The reduced blood flow followed by restored blood flow as often experienced in situations of intense physical exercise results in severe oxidative injury to tissues and organs. It has been documented that during these situations, the activities of several antioxidants and levels of some small antioxidants become elevated. Melatonin has been identified as one of these potent small antioxidant molecules that is often especially high levels during these changes in blood flow, including during animals’ arousal from hibernation or in newborns during delivery. Because high melatonin production is short lived just for this period, it is thought that it is not related to the normal melatonin rhythm. Instead this short lived melatonin peak probably protects from the destructive oxidation that occurs during these periods. It has also been recognized that these high levels of melatonin seem to be derived from several organs not just the pineal gland that usually produces melatonin. The high melatonin production present at arousal from hibernation or in the newborns at birth does not appear to be controlled by light. It occurs both during the day and at night equally. Therefore, melatonin plays an important role as an antioxidant to protect against oxidative stress due to changes in blood flow during intense physical exercise.

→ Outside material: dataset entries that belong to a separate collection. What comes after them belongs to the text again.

Issue #2774, opened 2017-07-20
Proposal: Docker Swarm backed by SwarmKit


nishanttotla:
# Proposal

Docker Swarm (aka Swarm Classic) and SwarmKit are tools for container orchestration. Swarm requires the use of an external discovery mechanism for its functioning. Commonly used discovery backends include etcd, consul, and Docker Hub discovery tokens (not recommended in production). SwarmKit on the other hand has discovery built in, and does not require the setting up of a separate discovery backend.

Some projects might want to use both Swarm and SwarmKit, which means that in addition to having SwarmKit’s inbuilt discovery, it is still required to set up an external discovery mechanism (etcd), which adds complexity and points of failure. Moreover, Swarm and SwarmKit might report node states differently, leading to inconsistent views of the cluster.

This issue describes a proposal to make SwarmKit the default discovery backend for Swarm

# High-level UX

Swarm managers are Go processes, and they read cluster membership information off a discovery backend. Starting a Swarm manager currently looks like

```
./swarm manage -H 192.168.99.103:2376 --discovery-opt kv.path=docker/nodes consul://192.168.99.103:8500
```

where `consul://192.168.99.103:8500` specifies the IP address and port for the discovery backend. Swarm agents (which are backed by a Docker Engine each) can then be run to advertise the corresponding Engine’s address to the discovery backend.

```
docker run -d swarm join --advertise=172.30.0.69:2375 consul://192.168.99.103:8500
```

This may not be required if the Engine itself advertises to the backend. The key is that the discovery should be able to access the list of agent Engines.

Since SwarmKit (and its inbuilt discovery) is integrated into the Docker Engine, we require that each Swarm manager be backed by a corresponding Docker Engine, that is also a SwarmKit manager in the cluster. We call it the manager’s “local” Engine. With that requirement, the Swarm manager would be passed a Docker socket so that it can directly query the Docker API at that engine. The workflow may look something like

```
./swarm manage -H 192.168.99.103:2376 unix:///var/run/docker.sock
```

This means the Swarm manager is listening for requests at 192.168.99.103:2376, and using the Docker socket of its “local” Engine for discovery. This may become the default way to run Swarm, as token based discovery is deprecated (https://github.com/docker/swarm/pull/2743) and not considered safe for production.

# Design Details

Here are some high-level design details for how this would be implemented.

[...]

PR #2775, opened 2017-07-20
Adding a SwarmKit based discovery backend

nishanttotla:
Addresses https://github.com/docker/swarm/issues/2774

To start a manager with swarmkit discovery
```
swarm manage -H swarm_manager_ip:port --discovery-engine-port 2377 swarmkit://local_engine_ip:port
```

The default value for `discovery-engine-port` is 2375.

TODO
- [x] Provide a discovery option for port in case agents are exposed on a non-default port
- [x] Add support for cluster level events (or the case when the local engine stops being a manager) [follow-up]
- [x] Handle failure or disconnect of Event stream
- [ ] Make sure connection also works with the docker socket [follow-up]

### DIFF
--- a/cli/manage.go
+++ b/cli/manage.go
@@ -104,7 +104,7 @@ func setupSwarmKitDiscovery(uri string, heartbeat time.Duration, ttl time.Durati
 }
 
 // Initialize the discovery service.
-func createDiscovery(uri string, c *cli.Context) discovery.Backend {
+func createDiscovery(uri string, c *cli.Context, discoveryEnginePort int) discovery.Backend {
 	// this initializes and sets up a SwarmKit discovery backend in case it
 	// is used. The discovery package handles updating the parameters
 	// when discovery.New() is called, but it requires "swarmkit" to be
@@ -123,6 +123,11 @@ func createDiscovery(uri string, c *cli.Context) discovery.Backend {
 	discovery, err := discovery.New(uri, hb, 0, getDiscoveryOpt(c))
 	if err != nil {
 		log.Fatal(err)
+	}
+
+	// if swarmkit based discovery is being used, set the uniform agent port
+	if swarmkitDiscovery, ok := discovery.(*swarmkit.Discovery); ok {
+		swarmkitDiscovery.SetAgentPort(discoveryEnginePort)
 	}
 
 	return discovery
@@ -281,11 +286,16 @@ func manage(c *cli.Context) {
 		FailureRetry:       failureRetry,
 	}
 
+	discoveryEnginePort := c.Int("discovery-engine-port")
+	if discoveryEnginePort <= 0 {
+		log.Fatal("invalid swarmkit discovery port")
+	}
+
 	uri := getDiscovery(c)
 	if uri == "" {
 		log.Fatalf("discovery required to manage a cluster. See '%s manage --help'.", c.App.Name)
 	}
-	discovery := createDiscovery(uri, c)
+	discovery := createDiscovery(uri, c, discoveryEnginePort)
 	s, err := strategy.New(c.String("strategy"))
 	if err != nil {
 		log.Fatal(err)
--- a/cli/manage.go
+++ b/cli/manage.go
@@ -17,6 +17,7 @@ import (
 	"github.com/docker/swarm/cluster"
 	"github.com/docker/swarm/cluster/mesos"
 	"github.com/docker/swarm/cluster/swarm"
+	"github.com/docker/swarm/discovery/swarmkit"
 	"github.com/docker/swarm/scheduler"
 	"github.com/docker/swarm/scheduler/filter"
 	"github.com/docker/swarm/scheduler/strategy"
@@ -97,8 +98,19 @@ func loadTLSConfig(ca, cert, key string, verify bool) (*tls.Config, error) {
 	return config, nil
 }
 
+func setupSwarmKitDiscovery(uri string, heartbeat time.Duration, ttl time.Duration, m map[string]string) error {
+	discovery := &swarmkit.Discovery{}
+	return discovery.Initialize(uri, heartbeat, ttl, m)
+}
+
 // Initialize the discovery service.
 func createDiscovery(uri string, c *cli.Context) discovery.Backend {
+	// this initializes and sets up a SwarmKit discovery backend in case it
+	// is used. The discovery package handles updating the parameters
+	// when discovery.New() is called, but it requires "swarmkit" to be
+	// present as a discovery backend.
+	setupSwarmKitDiscovery("", 0, 0, nil)
+
 	hb, err := time.ParseDuration(c.String("heartbeat"))
 	if err != nil {
 		log.Fatalf("invalid --heartbeat: %v", err)
@@ -134,6 +146,9 @@ func getDiscoveryOpt(c *cli.Context) map[string]string {
 
 func getCandidateAndFollower(discovery discovery.Backend, addr string, leaderTTL time.Duration) (*leadership.Candidate, *leadership.Follower) {
 	kvDiscovery, ok := discovery.(*kvdiscovery.Discovery)
+	// TODO(swarmkitdiscovery): Here we should also check if this is a
+	// swarmkit discovery object, and allow for leader election when
+	// it is supported by it
 	if !ok {
 		log.Fatal("Leader election is only supported with consul, etcd and zookeeper discovery.")
 	}
--- a/discovery/swarmkit/swarmkit.go
+++ b/discovery/swarmkit/swarmkit.go
@@ -10,6 +10,7 @@ import (
 	"golang.org/x/net/context"
 
 	"github.com/docker/docker/api/types"
+	"github.com/docker/docker/api/types/filters"
 	"github.com/docker/docker/api/types/swarm"
 	"github.com/docker/docker/client"
 	"github.com/docker/docker/pkg/discovery"
@@ -52,7 +53,7 @@ func (s *Discovery) Initialize(uri string, heartbeat time.Duration, ttl time.Dur
 	s.heartbeat = heartbeat
 	s.ttl = ttl
 
-	// create a client to connect with the Swarm Mode API
+	// create a client to connect with the Docker API
 	httpClient, _, err := cluster.NewHTTPClientTimeout("tcp://"+uri, nil, time.Duration(30*time.Second), nil)
 	if err != nil {
 		return err
@@ -95,9 +96,19 @@ func (s *Discovery) Watch(stopCh <-chan struct{}) (<-chan discovery.Entries, <-c
 	ticker := time.NewTicker(s.heartbeat)
 	errCh := make(chan error)
 
+	// eventsOptions sets a filter to only retrieve cluster level events
+	eventFilter := filters.NewArgs()
+	eventFilter.Add("type", "node")
+	eventsOptions := types.EventsOptions{
+		Filters: eventFilter,
+	}
+	ctx, cancel := context.WithCancel(context.Background())
+	eventsChan, eventsErrChan := s.apiClient.Events(ctx, eventsOptions)
+
 	go func() {
 		defer close(ch)
 		defer close(errCh)
+		defer cancel()
 
 		// Send the initial entries if available.
 		currentEntries, err := s.fetch()
@@ -107,7 +118,7 @@ func (s *Discovery) Watch(stopCh <-chan struct{}) (<-chan discovery.Entries, <-c
 			ch <- currentEntries
 		}
 
-		// Periodically send updates.
+		// Periodically send updates, unless an event is received
 		for {
 			select {
 			case <-ticker.C:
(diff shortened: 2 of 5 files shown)


nishanttotla:
cc @wsong @alexmavr do you have initial comments on this?

Obviously more work is needed in addition to the TODO list above, but this works for the case of a single manager when leader election is not required. In a follow-up PR, I will add a subscription to the events stream to look for node inventory changes which will allow us to immediately access any updates without having to depend on the discovery heartbeat.

fbuecklers:
It would be cool if swarmkit based discovery could also support [node availability](https://docs.docker.com/engine/swarm/manage-nodes/#change-node-availability) so that running task are still visible, but new containers aren't scheduled on the node. 
That allows to remove nodes from.the cluster seamensly.

discovery/swarmkit/swarmkit.go
```diff
@@ -0,0 +1,138 @@
...
+	// the uri may be a manager address or a docker socket
+	if uri == "" {
+		return errors.New("Swarm Mode manager address not provided")
+	}
+	s.uri = uri
+	s.heartbeat = heartbeat
+	s.ttl = ttl
+
+	// create a client to connect with the Swarm Mode API
+	httpClient, _, err := cluster.NewHTTPClientTimeout("tcp://"+uri, nil, time.Duration(30*time.Second), nil)
```
wsong: So with this approach, each Swarm manager is tied to a specific Swarmkit manager, right? And if that Swarmkit manager goes down, discovery will no longer work on this manager, right?

nishanttotla: @wsong that is accurate (outlined in #2774). It's pretty much an addition to the SwarmKit manager (and could potentially be run as a service).

nishanttotla:
@alexmavr @wsong would like to get your reviews. This PR currently also looks at node events and immediately updates the node inventory when something happens rather than wait for the discovery period.

nishanttotla:
@wsong that's right, leader election isn't part of this PR. I've been working on it on the side, but haven't opened a PR yet. I think it is okay to do it in steps.

cli/manage.go
```diff
@@ -97,8 +98,19 @@ func loadTLSConfig(ca, cert, key string, verify bool) (*tls.Config, error) {
...
+}
+
 // Initialize the discovery service.
-func createDiscovery(uri string, c *cli.Context) discovery.Backend {
+func createDiscovery(uri string, c *cli.Context, discoveryEnginePort int) discovery.Backend {
+	// this initializes and sets up a SwarmKit discovery backend in case it
+	// is used. The discovery package handles updating the parameters
+	// when discovery.New() is called, but it requires "swarmkit" to be
+	// present as a discovery backend.
+	setupSwarmKitDiscovery("", 0, 0, nil)
```
alexmavr: Why do we call this here? couldn't we wrap the `discovery.New` method in a way that detects that the backend is swarmkit and performs the initialization at that time?

discovery/swarmkit/swarmkit.go
```diff
@@ -0,0 +1,162 @@
...
+)
+
+const defaultAgentPort = "2375"
+
+// Discovery is exported.
+type Discovery struct {
+	heartbeat  time.Duration
+	ttl        time.Duration
+	httpClient *http.Client
+	apiClient  *client.Client
```
alexmavr: nit: We could use the `CommonAPIClient` interface instead

discovery/swarmkit/swarmkit.go
```diff
@@ -0,0 +1,162 @@
...
+	nodeList, err := s.apiClient.NodeList(ctx, types.NodeListOptions{})
+	if err != nil {
+		return nil, fmt.Errorf("Failed to fetch entries, Discovery service returned %s", err.Error())
+	}
+
+	var addrs []string
+
+	for _, n := range nodeList {
+		// report all nodes that are not in drain mode
+		if n.Spec.Availability != swarm.NodeAvailability("drain") {
```
alexmavr: I'm not sure whether we should exclude nodes that are on Drain from the node inventory entirely. This could lead to mis-reporting of the inventory and operational confusion. If we want to exclude "drain" nodes from scheduling, we should consider adding a separate mechanism that abstracts this behavior out. For example, a node could be marked as "excluded" in the memory of the swarm manager, and a scheduling filter can prevent scheduling on excluded nodes. This will still allow us to view resources present on that node and consider it part of the inventory. The `Watch` method below could make sure to mark/unmark excluded nodes as that information becomes available through the events stream.

discovery/swarmkit/swarmkit.go
```diff
@@ -0,0 +1,162 @@
...
+
+				// Check if the list of nodes has really changed.
+				if !newEntries.Equals(currentEntries) {
+					ch <- newEntries
+				}
+				currentEntries = newEntries
+			case err := <-eventsErrChan:
+				errCh <- err
+				continue
+			case <-stopCh:
```
alexmavr: The context of the `Events` call above should be cancelled when a value is read from `stopCh`, otherwise we'll be leaking a TCP connection and a goroutine

discovery/swarmkit/swarmkit.go
```diff
@@ -0,0 +1,162 @@
...
+func (s *Discovery) Initialize(uri string, heartbeat time.Duration, ttl time.Duration, _ map[string]string) error {
+	// the uri may be a manager address or a docker socket
+	if uri == "" {
+		return errors.New("Swarm Mode manager address not provided")
+	}
+	s.uri = uri
+	s.heartbeat = heartbeat
+	s.ttl = ttl
+
+	// create a client to connect with the Swarm Mode API
```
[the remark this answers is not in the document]
nishanttotla: Good point. I think in this line though, it should just be called Docker API.

discovery/swarmkit/swarmkit.go
nishanttotla: I think it really depends on what kind of usage we wish to expose with the inventory. I see your point that it's worthwhile giving users full access to prevent confusion. Do you also think it's not the job of Swarm classic to be respecting drain constraints, since this is not a Swarm classic abstraction per se?

cli/manage.go
nishanttotla: I suppose we can, I just followed the pattern used by hub based discovery. Maybe that can do with a refactor as well.

discovery/swarmkit/swarmkit.go
fbuecklers: I hope that is okay, that I add my opinion here. I am really waiting for this feature. Our use case is that we run a custom healtchecker periodicaly over all running containers to see if they are still up to reschedule them if a node or a process fails. But for rolling node updates it is really cool to mark a node as draining. If the node drops immediately when it is marked as draining our healtchecker will reschedule all containers immediately. That's really bad for us since we do not have a phase where we actually can drain the node (rescheduling all running containers).

discovery/swarmkit/swarmkit.go
```diff
@@ -0,0 +1,162 @@
...
+func init() {
+	Init()
+}
+
+// Init is exported.
+func Init() {
+	discovery.Register("swarmkit", &Discovery{})
+}
+
+func (s *Discovery) SetAgentPort(discoveryEnginePort int) {
```
vikstrous: https://github.com/golang/go/wiki/CodeReviewComments#receiver-names

discovery/swarmkit/swarmkit.go
```diff
@@ -0,0 +1,162 @@
...
+					errCh <- err
+					continue
+				}
+
+				// Check if the list of nodes has really changed.
+				if !newEntries.Equals(currentEntries) {
+					ch <- newEntries
+				}
+				currentEntries = newEntries
+			case <-eventsChan:
```
vikstrous: Why discard the events and not use them?

discovery/swarmkit/swarmkit.go
```diff
@@ -0,0 +1,162 @@
...
+	ticker := time.NewTicker(s.heartbeat)
+	errCh := make(chan error)
+
+	// eventsOptions sets a filter to only retrieve cluster level events
+	eventFilter := filters.NewArgs()
+	eventFilter.Add("type", "node")
+	eventsOptions := types.EventsOptions{
+		Filters: eventFilter,
+	}
+	eventsChan, eventsErrChan := s.apiClient.Events(context.Background(), eventsOptions)
```
vikstrous: What if the connection ever breaks? It looks like there's nothing to re-connect

nishanttotla: @vikstrous Good point, this must be handled by the discovery backend. Perhaps we should check for connection errors when they happen and reattempt a connection, with some sort of backoff mechanism.

discovery/swarmkit/swarmkit.go
nishanttotla: Open to suggestions here. I commented above that we might want to do something more/different with this case, but I'm not yet sure what. Maybe just information logging if nothing more?

nishanttotla:
@vikstrous regarding your comment about two primaries, I think that part needs to be handled by leader election, which is not a part of this PR. For now, this backend does not support leader election. The proposal in #2774 has some ideas on that front, and that will be follow up work after this PR is done.

vikstrous:
Oh, I guess I misunderstood what "discovery" does. This PR uses swarm mode to keep track of the list of members of the cluster, but not the primary?

nishanttotla:
@vikstrous that's correct, this PR does not yet understand leadership or primaries. The next step will be to make it so that it respects swarm mode leadership.

Essentially, the swarm classic manager should just be an add-on to the swarm mode manager, that is capable of some extra functionality.

discovery/swarmkit/swarmkit.go
nishanttotla: @fbuecklers thanks for sharing your use case. Sounds like you would also benefit if we don't make assumptions around drain nodes. I've removed this check from this PR.

discovery/swarmkit/swarmkit.go
```diff
@@ -0,0 +1,160 @@
...
+					errCh <- err
+					continue
+				}
+
+				// Check if the list of nodes has really changed.
+				if !newEntries.Equals(currentEntries) {
+					ch <- newEntries
+				}
+				currentEntries = newEntries
+			case err := <-eventsErrChan:
```
nishanttotla: @vikstrous perhaps in this case is where we should try to reconnect to the event stream?

nishanttotla:
@wsong yes, sorry I missed your comment above. I was planning to do that as a follow up (mostly integration tests), but even if done with this PR I'd like to have agreement on the design/code first.

discovery/swarmkit/swarmkit.go
```diff
@@ -0,0 +1,160 @@
...
+	d.ttl = ttl
+
+	// create a client to connect with the Docker API
+	httpClient, _, err := cluster.NewHTTPClientTimeout("tcp://"+uri, nil, time.Duration(30*time.Second), nil)
+	if err != nil {
+		return err
+	}
+	d.httpClient = httpClient
+
+	apiClient, err := client.NewClient("tcp://"+uri, "", d.httpClient, nil)
```
wsong: Shouldn't we do a version negotiation here?

discovery/swarmkit/swarmkit.go
wsong: Yes, if we disconnect from the event stream somehow we should reconnect.

discovery/swarmkit/swarmkit.go
nishanttotla: You're right. Added a call to `NegotiateAPIVersion`.

discovery/swarmkit/swarmkit.go
nishanttotla: Right now, I've just added a reconnection if any error is received on the error channel for the event stream.

I think this retry should only happen a few (maybe 5) times with some delay. I'll add that, but does this pattern look okay, or should we reconnect to the events stream another way?

discovery/swarmkit/swarmkit.go
```diff
@@ -129,7 +129,8 @@ func (d *Discovery) Watch(stopCh <-chan struct{}) (<-chan discovery.Entries, <-c
 					ch <- newEntries
 				}
 				currentEntries = newEntries
-			case <-eventsChan:
+			case e := <-eventsChan:
+				log.Debugf("SwarmKit discovery: received node event with action: %s", e.Action)
```
wsong: Is this going to be super spammy in big clusters?

discovery/swarmkit/swarmkit.go
```diff
@@ -142,7 +143,18 @@ func (d *Discovery) Watch(stopCh <-chan struct{}) (<-chan discovery.Entries, <-c
 				}
 				currentEntries = newEntries
 			case err := <-eventsErrChan:
-				errCh <- err
+				log.Debugf("SwarmKit discovery: events stream failed with error: %s", err.Error())
```
wsong: Do you think this should be logged at a WARN level instead? It should be pretty rare, right?

discovery/swarmkit/swarmkit.go
wsong: This general approach looks good.

discovery/swarmkit/swarmkit.go
nishanttotla: We only receive events with type `node` (this is ensured by the events filter above). So as long as we don't have a lot of membership changes, this case won't be triggered. Perhaps it's still worth removing since it works fine and is not an error case.

discovery/swarmkit/swarmkit.go
nishanttotla: Yeah it should be rare (most commonly will happen if the node itself goes down). If that happens (and once we have leader election), consequences of node failure will be handled in a different place.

Melatonin, plus L-tryptophan, which can be converted to melatonin, both effectively protect the pancreas from damage due to overstimulation or blood flow changes. It has been suggested that the positive effects of both melatonin and L-tryptophan on the pancreas may be due to the activity of melatonin as an antioxidant.

Currently there are two types of melatonin supplements available without prescription: natural and synthetic or man-made. A small amount of melatonin can postpone or speed up the normal cycle of sleeping at night and waking in the day by as much as six hours. Several people taking melatonin have reported feeling better in general. It appears to have the ability to strengthen the immune system, the gastrointestinal tract, and retina of the eye as well as reduce the amount of harmful free radicals in the body. There are no common side effects of taking melatonin, even at higher doses. Rare side effects from melatonin can include increased blood pressure, exhaustion, sadness and infertility. Anyone with heart problems, hypertension or previous strokes probably should avoid melatonin. Due to the rare side effect of infertility, it should be avoided by women planning on having children. The good news is that the risk of melatonin toxicity or an overdose seems non-existent.

References:
Atkinson G, J. H. (2005). Effects of daytime ingestion of melatonin on short-term athletic performance. Ergonomics. , 48 (11-14), 1512-22.

Jaworek J, N.-P. K.-S. (2007). Melatonin as modulator of pancreatic enzyme secretion and pancreatoprotector. J Physiol Pharmacol. , 58 (6), 65-80.

Kaya O, G. K. (2006). Melatonin supplementation to rats subjected to acute swimming exercise: Its effect on plasma lactate levels and relation with zinc. 27 (1-2), 263-6.

Tan DX, M. L. (2005). Physiological ischemia/reperfusion phenomena and their relation to endogenous melatonin production: a hypothesis. Endocrine., 27 (2), 149-58.

Szczepanik, M. (2007). Melatonin and its influence on immune system. J Physiol Pharmacol., 58 (6), 115-24.